All the blue light people encounter – from laptops, televisions and even the sun itself – prompts a chemical reaction that kills photoreceptor cells, according to a study conducted by researchers at the University of Toledo.

"We are being exposed to blue light continuously and the eye's cornea and lens cannot block or reflect it," lead researcher Ajith Karunarathne told the university's website. "It's no secret that blue light harms our vision by damaging the eye's retina. Our experiments explain how this happens, and we hope this leads to therapies that slow macular degeneration, such as a new kind of eye drop."

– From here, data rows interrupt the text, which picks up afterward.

PR #4578, opened 2026-02-24
feat: Change GQL commits.docId param to list

### LINKED ISSUE #4567: Change type signature of docID on _commit query to be a list
This is a *first step* for #4302, which only changes the type signature for `docID` on `_commit` to be a list. This needs to happen for RC1, so that we don't have "breaking changes" from a type signature perspective.

Importantly, since this issue is not implementing the underlying behavior yet, this task should restrict the list to a single value and throw an error if more values are passed.

AndrewSisley:
## Relevant issue(s)

Resolves #4567

## Description

Change GQL commits.docId param to list type.  Does not implement the handling of more than one.

### DIFF
--- a/client/request/commit.go
+++ b/client/request/commit.go
@@ -49,6 +49,7 @@ func (c CommitSelect) ToSelect() *Select {
 			Alias: c.Alias,
 		},
 		DocIDsFilter: c.DocIDsFilter,
+		CIDFilter:    c.CIDFilter,
 		Limitable:    c.Limitable,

Photoreceptor cells rely on retinal molecules that sense light and send signals to the brain. But blue light causes those molecules to instead generate poisonous chemical molecules in the photoreceptor cells. 

This leads to macular degeneration, which typically begins when people reach their 50s or 60s.

Yet, all is not lost.

Researchers also discovered that a molecule derived from Vitamin E – and a natural anti-oxidant found in the eye – prevents photoreceptor cells from being killed by blue light. But people lose this protection as they age or if their immune system becomes suppressed.

Karunarathne advised people to avoid looking at cellphones and tablets in the dark. He also suggested they consider wearing sunglasses that filter both UV and blue light.

Researchers are now measuring the amount of blue light coming from televisions, cellphones and tablets. 

The latest study was published earlier this month in the journal "Scientific Reports."